As RTÉ celebrates its 60th birthday, author Colm Keane profiles unforgettable character Minnie Brennan, the intrusive busybody of Telefís Éireann’s long-running soap The Riordans.

 

No character in Irish TV history was as gossipy, interfering or downright nosey as Minnie Brennan of The Riordans. She was the scourge of the fictional Leestown, with an unnatural ability to gather intelligence concerning her neighbours, and to know about their financial and amorous affairs.

Dressed in her tea-cosy hat and fully-buttoned heavy coat, while wearing unfashionable glasses and a scarf, she looked every inch the village busybody. True to her sartorial style, she knew everyone’s business, soaked up information like a sponge, and stored the details in her ever-vigilant brain.

Played by Carlow-born actress Annie D’Alton, Minnie became famous for lines like ‘Mary dear,’ normally used before interrogating her friend Mary Riordan. She was also well known for the line ‘Do you know what I’m going to tell you, Batty Brennan,’ which she would deliver to her browbeaten husband whose self-confidence had long been stultified by life in her company.

Her part was central to the soap. Viewers might enjoy watching Tom Riordan or his son Benjy doing the ploughing, or Eamon doing the milking, or ‘Mary dear’ doing the housework, but there was nothing they relished more than observing Minnie gathering news. Everyone could sympathise with her victims gallantly trying to keep their secrets from her, knowing the exercise was fruitless.

‘Minnie was the archetypal old local busybody, who was beautifully positioned in the post office and who knew everything that was going on in the town,’ Wesley Burrowes, chief scriptwriter of The Riordans, explained. She also ran Minnie Brennan’s Home Bakery. No one was better placed to sniff out the smallest signs of something unfamiliar in a place like Leestown.

As with many Irish towns and villages, Leestown’s residents had become intimately known to each other over the years. People were so unchanged in their ways that even the slightest deviation from the norm would be noticed. ‘A pair of new curtains in a front room, a coat of fresh lime on a gable, a car from Dublin, a strange priest, none of these can hope to pass unnoticed,’ Burrowes remarked. Minnie would be on to these nuances in a flash.
Getting the phone installed added to Minnie’s information-gathering resources. ‘There’ll be none of us safe now,’ one of the soap’s characters said on hearing the news. ‘What does she want with a phone?

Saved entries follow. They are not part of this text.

PR #966, opened 2022-12-27
Fix `npm.isCollaborator()` on npm v9

indutny:
With v9.0.0 release [npm][] has changed the CLI commands for package access. While previously it was `npm access ls-collaborators` and the output was a JSON object, now it is `npm access list collaborators` and the output is plain text unless `--json` flag is provided.

This commit adds support for npm v9.0.0 while keeping support for older npm versions.

[npm]: https://github.com/npm/cli/commit/9c32c6c8d6fc5bdfd6af685731fe26920d7e5446

### DIFF
--- a/lib/plugin/npm/npm.js
+++ b/lib/plugin/npm/npm.js
@@ -132,34 +132,43 @@ class npm extends Plugin {
     );
   }
 
-  isCollaborator() {
+  async isCollaborator() {
     const registry = this.getRegistry();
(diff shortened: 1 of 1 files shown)


indutny:
Wow, that was quick. Thanks!

webpro:
Thanks for the fix! It's in [v15.6.0](https://github.com/release-it/release-it/releases/tag/15.6.0)

indutny:
Wow, this is awesome!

Hasn’t she radar already?’ said another. Even the doctor was worried, since Minnie could now describe her symptoms to him at any time of day or night.

Her first attempted phone call had explosive results. She located the new directory and found the Riordans’ number. On dialling the phone, something strange happened. She heard a click. Then she heard the voice of Benjy Riordan, who was married to Maggie. Surprisingly, he was talking to Delia, the sister of Eamon Maher, a settled Traveller, who was also a popular character in the soap.

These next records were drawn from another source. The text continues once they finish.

PR #982, opened 2023-02-26
feat: configurable path in git rev-list

b12k:
Allows providing commits path when `requreCommits: true`.

Makes release-it configuration aligned with `@release-it/conventional-changelog` plugin:

```javascript
const releaseItConfig = {
  plugins: {
    '@release-it/conventional-changelog': {
      preset: 'conventionalcommits',
      path: '.',
      gitRawCommitsOpts: {
        path: '.',
      },
    },
  },
  git: {
    requireCommits: true,
    commitsPath: '.',
    [...]
  },
  [...]
};
```

This configuration is handy when release-it is executed in npm workspace where only related commits should be taken into account.

### DIFF
--- a/.gitignore
+++ b/.gitignore
@@ -1,3 +1,7 @@
+.idea
+.vscode
+*.log
+
 node_modules
 package-lock.json
 tmp
--- a/config/release-it.json
+++ b/config/release-it.json
@@ -6,6 +6,7 @@
     "requireBranch": false,
     "requireUpstream": true,
     "requireCommits": false,
+    "commitsPath": "",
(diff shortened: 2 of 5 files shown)


webpro:
Nice @b12k! I like it, happy to merge. Any chance you could add a test for this?

b12k:
@webpro 
I would like to write a test (even tried) for it but found it complicated to understand how testing works... =(

BTW I have same failing test on freshly cloned repo on win 11 (not only ubuntu). Maybe git output changed with a newer versions.

b12k:
@webpro tests added

PR #984, opened 2023-02-28
feat: make exit 0 possible when commits required but missing

b12k:
This PR introduces a possibility to exit with 0 code (success) when `requireCommits: true` and no commits available.

Why this is handy:

Alongside with this PR https://github.com/release-it/release-it/pull/982 it will make release-it a monorepo best friend.

Some times it is OK not to have commits related to a certain workspace. Exit with error may stop the pipeline execution, depending on CI configuration.

This particular feature is inspired by monorepo managed by turborepo where every workspace has a `"release": "release-it"` npm script in `package.json`.

When turbo release pipeline is executed failing releases are:
- terminating pipeline execution
- preventing execution results to be cached

I my case, right now, a custom script, which checks if there commits that touch a specific workspace, prevents an execution of release-it (not to exit with non zero code).

Its kinda specific use case but I think it can be a great addition to release-it.

### DIFF
--- a/bin/release-it.js
+++ b/bin/release-it.js
@@ -3,7 +3,7 @@
 import updater from 'update-notifier';
 import parseArgs from 'yargs-parser';
 import release from '../lib/cli.js';
-import { readJSON, ErrorExitSuccess } from '../lib/util.js';
+import { readJSON } from '../lib/util.js';
 
 const pkg = readJSON(new URL('../package.json', import.meta.url));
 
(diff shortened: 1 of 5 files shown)


webpro:
Nice! Love this PR, that `process.exit(code)` might come in handy more often. Will merge when tests pass.

webpro:
Apparently I missed a line when fixing conflicts here in the GitHub UI, merged anyway to fix locally and push into master.

PR #1001, opened 2023-04-18
lodash's `isPlainObject` method in plain js

PunitSoniME:


webpro:
Missing a description. What's the benefit of doing this?

PunitSoniME:
Getting rid of lodash dependencies

webpro:
- There are a lot more imports from `lodash` in the codebase
- Lodash is tried and trusted, why would this project be better off with this unknown implementation?
- Performance in general is not _really_ an issue for release-it in general.
- With this, the project has more code to maintain.

A more complete pull request with `lodash` replaced by something could be interesting, but Lodash is already just one dependency so not sure how to benefit here.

She thought of putting the phone down but something deep in her nature stopped her from doing so. She heard Benjy saying, ‘…..will you be able to steal out tonight?’ Delia replied: ‘If I can, but if I don’t come at the time, don’t wait.’ ‘I’ll wait till the crack of dawn anyway,’ said Benjy.

Minnie was shocked. It was as if she had somehow been caught listening. She assumed the worst, not realising that Benjy and Delia had been rehearsing lines for a play, Sive by John B. Keane. She decided to take action and was soon spreading rumours in the hope of discouraging what she thought to be a flourishing affair.